What is needed —
Count every line below containing "opened"; state the number only.

↓↓↓

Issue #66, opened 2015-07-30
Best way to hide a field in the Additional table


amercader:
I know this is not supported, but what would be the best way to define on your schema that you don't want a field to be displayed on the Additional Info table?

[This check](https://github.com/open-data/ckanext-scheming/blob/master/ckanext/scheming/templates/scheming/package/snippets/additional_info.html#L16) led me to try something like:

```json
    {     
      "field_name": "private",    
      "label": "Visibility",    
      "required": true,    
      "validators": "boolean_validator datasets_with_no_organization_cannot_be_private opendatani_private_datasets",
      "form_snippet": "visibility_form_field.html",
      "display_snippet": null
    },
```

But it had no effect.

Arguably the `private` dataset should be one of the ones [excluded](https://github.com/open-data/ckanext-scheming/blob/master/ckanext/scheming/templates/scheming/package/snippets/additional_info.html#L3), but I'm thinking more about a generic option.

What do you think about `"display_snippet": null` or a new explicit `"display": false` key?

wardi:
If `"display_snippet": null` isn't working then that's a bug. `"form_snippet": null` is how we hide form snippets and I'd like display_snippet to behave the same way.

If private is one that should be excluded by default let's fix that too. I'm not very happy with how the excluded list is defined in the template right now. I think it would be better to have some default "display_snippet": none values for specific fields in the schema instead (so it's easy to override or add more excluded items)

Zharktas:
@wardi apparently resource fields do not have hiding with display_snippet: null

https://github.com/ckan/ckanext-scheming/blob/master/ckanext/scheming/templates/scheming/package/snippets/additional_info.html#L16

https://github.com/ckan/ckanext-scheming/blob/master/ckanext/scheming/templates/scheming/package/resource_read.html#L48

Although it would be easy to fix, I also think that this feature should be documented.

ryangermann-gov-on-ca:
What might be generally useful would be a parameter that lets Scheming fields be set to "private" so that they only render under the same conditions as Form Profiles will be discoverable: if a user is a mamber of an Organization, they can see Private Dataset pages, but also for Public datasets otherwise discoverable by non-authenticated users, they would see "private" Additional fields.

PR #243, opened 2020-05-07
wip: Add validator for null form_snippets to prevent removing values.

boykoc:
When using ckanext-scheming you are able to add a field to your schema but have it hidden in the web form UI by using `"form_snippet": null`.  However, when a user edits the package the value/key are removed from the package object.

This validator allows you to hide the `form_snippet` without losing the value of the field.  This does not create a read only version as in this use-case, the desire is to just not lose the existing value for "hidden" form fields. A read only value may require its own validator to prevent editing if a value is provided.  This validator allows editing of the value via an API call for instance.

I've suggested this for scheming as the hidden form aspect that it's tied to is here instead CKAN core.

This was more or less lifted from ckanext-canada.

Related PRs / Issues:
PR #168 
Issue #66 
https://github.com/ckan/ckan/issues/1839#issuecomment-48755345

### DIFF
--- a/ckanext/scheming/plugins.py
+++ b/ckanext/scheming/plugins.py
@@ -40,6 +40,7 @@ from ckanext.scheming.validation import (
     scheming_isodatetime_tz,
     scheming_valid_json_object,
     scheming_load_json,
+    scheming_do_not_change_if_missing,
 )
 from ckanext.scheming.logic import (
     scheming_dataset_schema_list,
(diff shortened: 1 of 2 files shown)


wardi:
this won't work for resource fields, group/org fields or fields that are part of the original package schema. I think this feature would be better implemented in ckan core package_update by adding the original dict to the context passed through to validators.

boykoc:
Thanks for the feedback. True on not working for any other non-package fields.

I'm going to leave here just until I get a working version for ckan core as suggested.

↑↑↑

Task answer —
2